==== Information provided

PR #259, opened 2018-09-03
Move templates endpoints to a JSON RPC server.

dzeckelev:
Resolves BV-763.

### DIFF
--- a/doc/ui/rpc.md
+++ b/doc/ui/rpc.md
@@ -96,6 +96,51 @@ This document describes a UI JSON RPC API located in "ui" namespace.
 *Result*: None.
 
 
+### Objects
+
+#### Get object
+
+*Method*:	`getObject`
+
+*Description*: Get an object of a specified type..
+
+*Parameters*:
+1. Password (string)
+2. Object type (string, can be `account`, `user`, `template`, `product`,
+ `offering`, `channel`, `session`, `contract`, `endpoint`, `job`, `ethTx` or `ethLog`)
+3. Object id (string)
+
+*Result (object)*:
+- `object` (object) - object of a given type.
+
+### Templates
+
+#### Create Template
+
+*Method*:	`createTemplate`
+
+*Description*: Create new template.
+
+*Parameters*:
+1. Password (string)
+2. Template (data.Template object)
+
+*Result (object)*:
+- `template` (string) - id of template to be created.
+
+#### Get Templates
+
+*Method*:	`getTemplates`
+
+*Description*: Get templates.
+
+*Parameters*:
+1. Password (string)
+2. Template type (string, can be `offer` or `access`)
+
+*Result (object)*:
+- `templates` (array of `data.Template` objects) - returned templates.
+
 ## Subscriptions to asynchronous notifications
 
 #### Object change
--- a/ui/db.go
+++ b/ui/db.go
@@ -1,8 +1,9 @@
 package ui
 
 import (
+	"gopkg.in/reform.v1"
+
 	"github.com/privatix/dappctrl/util/log"
-	reform "gopkg.in/reform.v1"
 )
 
 func (h *Handler) findByPrimaryKey(logger log.Logger,
@@ -27,6 +28,29 @@ func (h *Handler) findByColumn(logger log.Logger, notFoundError error,
 		return ErrInternal
 	}
 	return nil
+}
+
+func (h *Handler) selectOneTo(logger log.Logger,
+	notFoundError error, record reform.Record,
+	tail string, args ...interface{}) error {
+	if err := h.db.SelectOneTo(record, tail, args...); err != nil {
+		logger.Error(err.Error())
+		if err == reform.ErrNoRows {
+			return notFoundError
+		}
+		return ErrInternal
+	}
+	return nil
+}
+
+func (h *Handler) selectAllFrom(logger log.Logger, view reform.View,
+	tail string, args ...interface{}) ([]reform.Struct, error) {
+	rows, err := h.db.SelectAllFrom(view, tail, args...)
+	if err != nil {
+		logger.Error(err.Error())
+		return nil, ErrInternal
+	}
+	return rows, err
 }
 
 func beginTX(logger log.Logger, db *reform.DB) (*reform.TX, error) {
--- a/ui/object.go
+++ b/ui/object.go
@@ -1,0 +1,88 @@
+package ui
+
+import (
+	"encoding/json"
+
+	"gopkg.in/reform.v1"
+
+	"github.com/privatix/dappctrl/data"
+)
+
+// Objects types.
+const (
+	TypeAccount  = "account"
+	TypeUser     = "user"
+	TypeTemplate = "template"
+	TypeProduct  = "product"
+	TypeOffering = "offering"
+	TypeChannel  = "channel"
+	TypeSession  = "session"
+	TypeContract = "contract"
+	TypeEndpoint = "endpoint"
+	TypeJob      = "job"
+	TypeEthTx    = "ethTx"
+	TypeEthLog   = "ethLog"
+)
+
+var objectTypes = map[string]reform.Table{
+	TypeAccount:  data.AccountTable,
+	TypeUser:     data.UserTable,
+	TypeTemplate: data.TemplateTable,
+	TypeProduct:  data.ProductTable,
+	TypeOffering: data.OfferingTable,
+	TypeChannel:  data.ChannelTable,
+	TypeSession:  data.SessionTable,
+	TypeContract: data.ContractTable,
+	TypeEndpoint: data.EndpointTable,
+	TypeJob:      data.JobTable,
+	TypeEthTx:    data.EthTxTable,
+	TypeEthLog:   data.EthLogTable,
+}
+
+// GetObjectResult is a GetObject result.
+type GetObjectResult struct {
+	Object json.RawMessage `json:"object"`
+}
+
+// GetObject finds object in a database by id,
+// then returns an object on raw JSON format.
+func (h *Handler) GetObject(
+	password, objectType, id string) (*GetObjectResult, error) {
+	logger := h.logger.Add("method", "GetObject",
+		"type", objectType, "id", id)
+
+	err := h.checkPassword(logger, password)
+	if err != nil {
+		return nil, err
+	}
+
+	table, ok := objectTypes[objectType]
+	if !ok {
+		logger.Warn(ErrBadObjectType.Error())
+		return nil, ErrBadObjectType
+	}
+
+	obj, err := h.db.FindByPrimaryKeyFrom(table, id)
+	if err != nil {
+		logger.Error(err.Error())
+		return nil, ErrObjectNotFound
+	}
+
+	raw, err := json.Marshal(obj)
+	if err != nil {
+		logger.Error(err.Error())
+		return nil, ErrInternal
+	}
+
+	return &GetObjectResult{raw}, nil
+}
+
+func (h *Handler) insertObject(object reform.Struct) error {
+	logger := h.logger.Add("method", "insertObject", "object", object)
+
+	if err := h.db.Insert(object); err != nil {
+		logger.Error(err.Error())
+		return ErrInternal
+	}
+	return nil
+}
--- a/ui/template.go
+++ b/ui/template.go
@@ -1,0 +1,97 @@
+package ui
+
+import (
+	"encoding/json"
+
+	"github.com/ethereum/go-ethereum/crypto"
+	"gopkg.in/reform.v1"
+
+	"github.com/privatix/dappctrl/data"
+	"github.com/privatix/dappctrl/util"
+	"github.com/privatix/dappctrl/util/log"
+)
+
+// CreateTemplateResult is a CreateTemplate result.
+type CreateTemplateResult struct {
+	Template string `json:"template"`
+}
+
+// GetTemplatesResult is a GetTemplates result.
+type GetTemplatesResult struct {
+	Templates []data.Template `json:"templates"`
+}
+
+// GetTemplates returns templates.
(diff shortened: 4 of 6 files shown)


ui/template.go
```diff
@@ -0,0 +1,102 @@
...
+	if !ok {
+		logger.Error("invalid result type")
+		return nil, ErrInternal
+	}
+
+	var templates []*data.Template
+
+	for _, v := range rows {
+		template := v.(*data.Template)
+		templates = append(templates, template)
```
furkhat: Why do you need to convert `result`? What if you just return `[]reform.Struct`? Isn't it should work the same?

ui/generic.go
```diff
@@ -0,0 +1,173 @@
...
+		cond := fmt.Sprintf("%s %s %s", param.Field, op, ph)
+		conds = append(conds, cond)
+	}
+
+	return conds, args
+}
+
+// handleGetResources select and returns records.
+func (h *Handler) handleGetResources(params map[string]string,
+	conf *getConf) (interface{}, error) {
```
furkhat: Let's return `[]reform.Struct` instead.

dzeckelev: here returns not  `[]reform.Struct` https://github.com/Privatix/dappctrl/blob/d5a02eee18cfec69ecc011f60ebe9174eab88505/ui/generic.go#L169

ui/template.go
dzeckelev: this code is blocking me https://github.com/Privatix/dappctrl/blob/d5a02eee18cfec69ecc011f60ebe9174eab88505/ui/generic.go#L169

dzeckelev: Right. `[]reform.Struct` is the same as `[]*data.Template`.
Updated.

ui/db.go
```diff
@@ -0,0 +1,17 @@
...
+	"fmt"
+
+	"gopkg.in/reform.v1"
+
+	"github.com/privatix/dappctrl/util/log"
+)
+
+func (h *Handler) insert(logger log.Logger, rec reform.Struct) error {
+	if err := h.db.Insert(rec); err != nil {
+		logger.Error(fmt.Sprintf("failed to insert: %v", err))
```
ababo: Please log record type, i.e. "failed to insert %T: %s".

ui/template.go
```diff
@@ -0,0 +1,95 @@
...
+// CreateTemplateResult is a CreateTemplate result.
+type CreateTemplateResult struct {
+	Template string `json:"template"`
+}
+
+// TemplatesResult is a Templates result.
+type TemplatesResult []reform.Struct
+
+// Templates returns templates.
+func (h *Handler) Templates(
```
ababo: Please name synchronous methods using verbs, e.g. `DoSomething()`.

ui/generic.go
```diff
@@ -0,0 +1,173 @@
...
+		}
+
+		cond := fmt.Sprintf("%s %s %s", param.Field, op, ph)
+		conds = append(conds, cond)
+	}
+
+	return conds, args
+}
+
+// handleGetResources select and returns records.
```
ababo: selects

ababo: Please write a detailed comment explaining what does this function do. Currently I doubt we need such a complex logic here.

ui/template_test.go
```diff
@@ -0,0 +1,79 @@
...
+
+import (
+	"testing"
+
+	"github.com/privatix/dappctrl/data"
+	"github.com/privatix/dappctrl/util"
+)
+
+func testGetTemplates(t *testing.T, exp int,
+	id, templateType string, err error) TemplatesResult {
```
ababo: Better to rename into `expected`.

ui/template_test.go
```diff
@@ -0,0 +1,79 @@
...
+	defer fxt.close()
+
+	_, err := handler.CreateTemplate(
+		"wrong-password", *fxt.TemplateOffer)
+	util.TestExpectResult(t, "CreateTemplate", ErrAccessDenied, err)
+
+	for _, template := range []data.Template{
+		{
+			Kind: data.TemplateOffer,
+			Raw:  []byte("{\"fake\" : \"" + util.NewUUID() + "\"}"),
```
ababo: Better to use raw literals.

ui/template_test.go
```diff
@@ -0,0 +1,79 @@
...
+	} {
+		res, err := handler.CreateTemplate(data.TestPassword, template)
+		util.TestExpectResult(t, "CreateTemplate", nil, err)
+
+		tpl := &data.Template{}
+		err = db.FindByPrimaryKeyTo(tpl, res.Template)
+		if err != nil {
+			t.Fatal(err)
+		}
+		data.DeleteFromTestDB(t, db, tpl)
```
ababo: This should be deferred not to spoil the database when the test fails.

dzeckelev: If the test fails, a template will not be in database. This is checked in the previous step.

ui/template.go
```diff
@@ -0,0 +1,87 @@
...
+	"github.com/privatix/dappctrl/util/log"
+)
+
+// CreateTemplateResult is a CreateTemplate result.
+type CreateTemplateResult struct {
+	Template string `json:"template"`
+}
+
+// TemplatesResult is a GetTemplates result.
+type TemplatesResult []reform.Struct
```
ababo: Please tend to make RPC results as structures for flexibility (we'll be able to add new fields transparently without touching existing code).

ui/template.go
```diff
@@ -0,0 +1,87 @@
...
+	}
+
+	return result.Items, nil
+}
+
+func invalidTemplateKind(v string) bool {
+	return v != data.TemplateOffer && v != data.TemplateAccess
+}
+
+func isValidTemplate(logger log.Logger, template data.Template) error {
```
ababo: "Is"-functions should always return `bool` or `(bool, error)`. Please consider renaming it into `checkTemplate`.

ui/template.go
```diff
@@ -0,0 +1,87 @@
...
+	v := make(map[string]interface{})
+	if invalidTemplateKind(template.Kind) ||
+		json.Unmarshal(template.Raw, &v) != nil {
+		logger.Error("invalid template")
```
ababo: I would differentiate these two cases: there're completely different by nature. Moreover it's worthy to log errors returned.

ui/template_test.go
```diff
@@ -0,0 +1,82 @@
...
+import (
+	"testing"
+
+	"fmt"
+	"github.com/privatix/dappctrl/data"
+	"github.com/privatix/dappctrl/util"
+)
+
+func expectedTemplates(t *testing.T, expected int,
+	id, templateType string, err error) TemplatesResult {
```
ababo: consider replacing `err`->`expected`.

ui/template_test.go
```diff
@@ -0,0 +1,82 @@
...
+
+import (
+	"testing"
+
+	"fmt"
+	"github.com/privatix/dappctrl/data"
+	"github.com/privatix/dappctrl/util"
+)
+
+func expectedTemplates(t *testing.T, expected int,
```
ababo: You never check template content. Would suggest to do that.

ui/template.go
```diff
@@ -0,0 +1,118 @@
...
+		"method", "GetTemplates", "id", id, "type", templateType)
+
+	err := h.checkPassword(logger, password)
+	if err != nil {
+		return nil, err
+	}
+
+	result := &TemplatesResult{}
+
+	if id != "" {
```
ababo: Where do we need a scenario when all the templates are retrieved at once?

ui/template.go
```diff
@@ -0,0 +1,118 @@
+package ui
+
+import (
```
ababo: Please consider having a generic call when you pass object type and id to get an instance. That way we'll avoid lot of code duplications. See my subscriptions as example.

ui/template.go
dzeckelev: https://github.com/Privatix/dappctrl/blob/6b2e3bc864d1200cd9e50ace0715b738ec969391/ui/template.go#L64

ui/template.go
dzeckelev: @ababo updated.

ui/object.go
```diff
@@ -0,0 +1,75 @@
...
+
+import (
+	"gopkg.in/reform.v1"
+
+	"github.com/privatix/dappctrl/data"
+)
+
+// Objects types.
+const (
+	AccountType  = "account"
```
ababo: TypeAccount, TypeUser, etc.

ui/object.go
```diff
@@ -0,0 +1,75 @@
...
+	EndpointType: data.EndpointTable,
+	JobType:      data.JobTable,
+	EthTxType:    data.EthTxTable,
+	EthLogType:   data.EthLogTable,
+}
+
+// GetObject returns an object of the specified type.
+// Type must implement the "reform.Struct" interface.
+func (h *Handler) GetObject(
+	password, id, objectType string) (result reform.Struct, err error) {
```
ababo: Please return `json.RawMessage` instead (otherwise RPC client won't know how to deserialize the result).

ui/template.go
```diff
@@ -0,0 +1,100 @@
...
+	Template string `json:"template"`
+}
+
+// TemplatesResult is a GetTemplates result.
+type TemplatesResult struct {
+	Templates []reform.Struct `json:"templates"`
+}
+
+// GetTemplates returns templates.
+func (h *Handler) GetTemplates(
```
ababo: Why didn't you remove id here?

ui/object.go
dzeckelev: Client correctly perceives the result. I checked with Postman tool.

ababo: Try with RPC client.

ui/template.go
dzeckelev: @ababo updated.

ui/template.go
```diff
@@ -0,0 +1,104 @@
...
+	"github.com/privatix/dappctrl/util/log"
+)
+
+// CreateTemplateResult is a CreateTemplate result.
+type CreateTemplateResult struct {
+	Template string `json:"template"`
+}
+
+// TemplatesResult is a GetTemplates result.
+type TemplatesResult struct {
```
ababo: GetTemplatesResult

ui/template.go
```diff
@@ -0,0 +1,104 @@
...
+
+	if err != nil {
+		return nil, err
+	}
+
+	result := &GetTemplatesResult{}
+
+	for _, v := range templates {
+		template, ok := v.(*data.Template)
+		if !ok {
```
ababo: no need for that, just `append(result.Templates, *v.(*data.Template))`

ui/template.go
```diff
@@ -0,0 +1,104 @@
...
+			continue
+		}
+		result.Templates = append(result.Templates, *template)
+	}
+
+	return result, nil
+}
+
+func invalidTemplateKind(v string) bool {
```
ababo: Do we need that function? Why not to inline it?

doc/ui/rpc.md
```diff
@@ -33,6 +33,52 @@ This document describes a UI JSON RPC API located in "ui" namespace.
...
+*Method*:	`getTemplates`
+
+*Description*: Get templates.
+
+*Parameters*:
+1. Password (string)
+2. Template type (string, can be `offer` or `access`)
+
+*Result (object)*:
+- `templates` (array of `data.Template` objects) - templates objects.
```
ababo: ) - returned templates

ui/template.go
```diff
@@ -0,0 +1,100 @@
...
+func checkTemplate(logger log.Logger, kind string, raw []byte) error {
+	v := make(map[string]interface{})
+	if kind != data.TemplateOffer &&
+		kind != data.TemplateAccess {
+		logger.Error("invalid template type")
+		return ErrInvalidTemplateType
+	}
+	if err := json.Unmarshal(raw, &v); err != nil {
+		logger.Error(err.Error())
+		return ErrInvalidTemplateRawData
```
ababo: ErrMalformedTemplate

ui/template.go
```diff
@@ -0,0 +1,100 @@
...
+	}
+	return nil
+}
+
+// CreateTemplate creates template.
+func (h *Handler) CreateTemplate(password, kind string,
+	raw []byte) (*CreateTemplateResult, error) {
```
ababo: Just pass a pointer to `data.Template` instead.

dzeckelev: @ababo updated.

ui/misc.go
```diff
@@ -30,6 +30,29 @@ func (h *Handler) findByPrimaryKey(logger log.Logger,
...
+		logger.Error(err.Error())
+		if err == reform.ErrNoRows {
+			return notFoundError
+		}
+		return ErrInternal
+	}
+	return nil
+}
+
+func (h *Handler) selectAllFrom(logger log.Logger, view reform.View,
```
ababo: Please move the method to db.go (if it doesn't exist there). Probably you just need to rebase the changes on current `develop`.

ui/template.go
```diff
@@ -0,0 +1,97 @@
...
+		templates, err = h.selectAllFrom(
+			logger, data.TemplateTable,
+			"WHERE kind = $1", tplType)
+	} else {
+		templates, err = h.selectAllFrom(
+			logger, data.TemplateTable, "")
+	}
+
+	if err != nil {
+		return nil, err
```
ababo: You cannot return errors from reform, only errors of our type. So please log the error and return `ErrInternal`. Please recheck all your returns to make sure we return only `errors.Error` instances.

dzeckelev: All errors processed in `selectAllFrom`, `selectAllFrom`. These methods return `errors.Error`. We return our errors.
Why again catch errors?

ababo: Oh, you're right...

========

_Activity:_
Figure out how many lines above hold "Description", then give that number alone.

_Solution:_
4